Stored records:
Start of Block

PR #1614, opened 2018-03-23
T21701

tchx84:
https://phabricator.endlessm.com/T21701

### DIFF
--- a/data/css/modules/window/_simple.scss
+++ b/data/css/modules/window/_simple.scss
@@ -7,7 +7,7 @@
         background-color: transparentize(black, 1 - 0.20);
 
         slider {
-            min-width: 8px;
+            min-width: 10px;
             background-color: transparentize(white, 1 - 0.50);
             border-radius: 20px;
         }
--- a/data/css/news.scss
+++ b/data/css/news.scss
@@ -118,3 +118,10 @@ $support-font: 'Fira Sans' !default;
         }
     }
 }
+
+.WindowSimple {
+    scrollbar {
+        // margin-top is for being covered by Layout.TopMenu
+        margin-top: 50px;
+    }
+}
--- a/data/css/gallery.scss
+++ b/data/css/gallery.scss
@@ -54,8 +54,7 @@
 .WindowSimple {
     scrollbar {
         padding: 3px;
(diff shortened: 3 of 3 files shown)


xjuan:
screenshot from 2018-03-27 15-45-56
Gallery looks fine, but news looks broken
should not the background on news also be transparent?

tchx84:
@xjuan yeah, I think it's missing that in the news overries... I will fix it.

data/css/modules/window/_simple.scss
```diff
@@ -4,12 +4,12 @@
 
     scrollbar {
         padding: 3px;
-        background-color: transparentize(black, 1 - 0.20);
+        background-color: #d6d7d8;
```
tchx84: I think this needs more work, since it doesn't look too good on other presets/themes:

screenshot from 2018-03-27 15-27-59
screenshot from 2018-03-27 15-27-38

I am going to try to revert these changes and try to extract the core improvements without affecting other presets/themes.

data/css/news.scss
```diff
@@ -118,3 +118,8 @@ $support-font: 'Fira Sans' !default;
         }
     }
 }
+
+.WindowSimple scrollbar {
+    // margin-top is for being covered by Layout.TopMenu
+    margin-top: 70px;
```
tchx84: I think this wasn't tested against the default news, I will tweak it as part of the rework.

screenshot from 2018-03-27 15-32-35

data/css/news.scss
```diff
@@ -118,3 +118,10 @@ $support-font: 'Fira Sans' !default;
         }
     }
 }
+
+.WindowSimple {
+    scrollbar {
+        // margin-top is for being covered by Layout.TopMenu
+        margin-top: 50px;
```
xjuan: We need to open a new task to handle this properly.
Ideally this should be the responsibility of the container that packs the topbar over the webview

xjuan:
CR pass

data/css/news.scss
ptomato: If I understand correctly what you mean, then I agree! Can you make sure to open this issue?

PR #1615, opened 2018-03-23
Depend on xapian-glib-2.0

ebassi:
We're switching to a new version of Xapian, which means we're going to
be using a new version of the Xapian-GLib bindings.

https://phabricator.endlessm.com/T21284


ekncontent/tests/ekncontent/testQueryObject.js
```diff
@@ -1,4 +1,6 @@
 const Eknc = imports.gi.EosKnowledgeContent;
+
+imports.gi.Xapian.version = '2.0'
```
ptomato: missing semi

PR #1620, opened 2018-03-28
Utils: use proper hand on set_hand_cursor_on_widget()

xjuan:
Use pointer hand instead of grab hand

https://phabricator.endlessm.com/T21802


katelk28:
looks good to me!

PR #1622, opened 2018-03-28
T17144

tchx84:
https://phabricator.endlessm.com/T17144


js/app/modules/filter/currentSet.js
```diff
@@ -51,25 +51,32 @@ var CurrentSet = new Module.Class({
...
+
+        if (this.invert) {
+            if (query.excluded_tags.indexOf(tags[0]) !== -1)
+                return query;
+        } else {
+            if (query.tags_match_any.indexOf(tags[0]) !== -1)
+                return query;
+        }
+
+        let subtags = [];
```
ptomato: `concat()` in a loop is creating a lot of new array objects and discarding them. Better would be `const subtags = SetMap.get_children_sets(this._current_set).map(set => { ... });`

js/app/modules/filter/currentSet.js
```diff
@@ -51,25 +51,32 @@ var CurrentSet = new Module.Class({
...
+        SetMap.get_children_sets(this._current_set).forEach(set => {
+            subtags = subtags.concat(set.child_tags);
+        });
+
         if (this.invert) {
             return Eknc.QueryObject.new_from_object(query, {
-                excluded_tags: Utils.union(query.excluded_tags,
-                    this._current_set.child_tags),
+                tags_match_any: subtags,
```
ptomato: I think this still has to take any existing `excluded_tags` and `tags_match_any` on the query object into account.

tchx84: Not sure what you mean, can you clarify?

ptomato: The current code in this PR overwrites any `excluded_tags` and `tags_match_any` that were already set on the passed-in query object. So it makes this filter incompatible to chain with other filters that modify those properties. That's the reason why `Utils.union()` was originally in this code.

tchx84: ouch, yeah, my very bad.

PR #1633, opened 2018-04-06
Fix tutorial node tar extraction step

Alphabeater:
Error gives:
```tar (child): --strip-components=1: Cannot open: No such file or directory```


ptomato:
Thank you! This is correct.

PR #1635, opened 2018-04-09
Use Maxwell to embed nav-content in articles

xjuan:
https://phabricator.endlessm.com/T21356


xjuan:
NOTE: I still need to test these changes with PDF content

End of Block

> **TASK STATEMENT**: Above are the records; set each one down word for word.

> **EXERCISE RESULT**:
PR #1614, opened 2018-03-23
T21701

tchx84:
https://phabricator.endlessm.com/T21701

### DIFF
--- a/data/css/modules/window/_simple.scss
+++ b/data/css/modules/window/_simple.scss
@@ -7,7 +7,7 @@
         background-color: transparentize(black, 1 - 0.20);
 
         slider {
-            min-width: 8px;
+            min-width: 10px;
             background-color: transparentize(white, 1 - 0.50);
             border-radius: 20px;
         }
--- a/data/css/news.scss
+++ b/data/css/news.scss
@@ -118,3 +118,10 @@ $support-font: 'Fira Sans' !default;
         }
     }
 }
+
+.WindowSimple {
+    scrollbar {
+        // margin-top is for being covered by Layout.TopMenu
+        margin-top: 50px;
+    }
+}
--- a/data/css/gallery.scss
+++ b/data/css/gallery.scss
@@ -54,8 +54,7 @@
 .WindowSimple {
     scrollbar {
         padding: 3px;
(diff shortened: 3 of 3 files shown)


xjuan:
screenshot from 2018-03-27 15-45-56
Gallery looks fine, but news looks broken
should not the background on news also be transparent?

tchx84:
@xjuan yeah, I think it's missing that in the news overries... I will fix it.

data/css/modules/window/_simple.scss
```diff
@@ -4,12 +4,12 @@
 
     scrollbar {
         padding: 3px;
-        background-color: transparentize(black, 1 - 0.20);
+        background-color: #d6d7d8;
```
tchx84: I think this needs more work, since it doesn't look too good on other presets/themes:

screenshot from 2018-03-27 15-27-59
screenshot from 2018-03-27 15-27-38

I am going to try to revert these changes and try to extract the core improvements without affecting other presets/themes.

data/css/news.scss
```diff
@@ -118,3 +118,8 @@ $support-font: 'Fira Sans' !default;
         }
     }
 }
+
+.WindowSimple scrollbar {
+    // margin-top is for being covered by Layout.TopMenu
+    margin-top: 70px;
```
tchx84: I think this wasn't tested against the default news, I will tweak it as part of the rework.

screenshot from 2018-03-27 15-32-35

data/css/news.scss
```diff
@@ -118,3 +118,10 @@ $support-font: 'Fira Sans' !default;
         }
     }
 }
+
+.WindowSimple {
+    scrollbar {
+        // margin-top is for being covered by Layout.TopMenu
+        margin-top: 50px;
```
xjuan: We need to open a new task to handle this properly.
Ideally this should be the responsibility of the container that packs the topbar over the webview

xjuan:
CR pass

data/css/news.scss
ptomato: If I understand correctly what you mean, then I agree! Can you make sure to open this issue?

PR #1615, opened 2018-03-23
Depend on xapian-glib-2.0

ebassi:
We're switching to a new version of Xapian, which means we're going to
be using a new version of the Xapian-GLib bindings.

https://phabricator.endlessm.com/T21284


ekncontent/tests/ekncontent/testQueryObject.js
```diff
@@ -1,4 +1,6 @@
 const Eknc = imports.gi.EosKnowledgeContent;
+
+imports.gi.Xapian.version = '2.0'
```
ptomato: missing semi

PR #1620, opened 2018-03-28
Utils: use proper hand on set_hand_cursor_on_widget()

xjuan:
Use pointer hand instead of grab hand

https://phabricator.endlessm.com/T21802


katelk28:
looks good to me!

PR #1622, opened 2018-03-28
T17144

tchx84:
https://phabricator.endlessm.com/T17144


js/app/modules/filter/currentSet.js
```diff
@@ -51,25 +51,32 @@ var CurrentSet = new Module.Class({
...
+
+        if (this.invert) {
+            if (query.excluded_tags.indexOf(tags[0]) !== -1)
+                return query;
+        } else {
+            if (query.tags_match_any.indexOf(tags[0]) !== -1)
+                return query;
+        }
+
+        let subtags = [];
```
ptomato: `concat()` in a loop is creating a lot of new array objects and discarding them. Better would be `const subtags = SetMap.get_children_sets(this._current_set).map(set => { ... });`

js/app/modules/filter/currentSet.js
```diff
@@ -51,25 +51,32 @@ var CurrentSet = new Module.Class({
...
+        SetMap.get_children_sets(this._current_set).forEach(set => {
+            subtags = subtags.concat(set.child_tags);
+        });
+
         if (this.invert) {
             return Eknc.QueryObject.new_from_object(query, {
-                excluded_tags: Utils.union(query.excluded_tags,
-                    this._current_set.child_tags),
+                tags_match_any: subtags,
```
ptomato: I think this still has to take any existing `excluded_tags` and `tags_match_any` on the query object into account.

tchx84: Not sure what you mean, can you clarify?

ptomato: The current code in this PR overwrites any `excluded_tags` and `tags_match_any` that were already set on the passed-in query object. So it makes this filter incompatible to chain with other filters that modify those properties. That's the reason why `Utils.union()` was originally in this code.

tchx84: ouch, yeah, my very bad.

PR #1633, opened 2018-04-06
Fix tutorial node tar extraction step

Alphabeater:
Error gives:
```tar (child): --strip-components=1: Cannot open: No such file or directory```


ptomato:
Thank you! This is correct.

PR #1635, opened 2018-04-09
Use Maxwell to embed nav-content in articles

xjuan:
https://phabricator.endlessm.com/T21356


xjuan:
NOTE: I still need to test these changes with PDF content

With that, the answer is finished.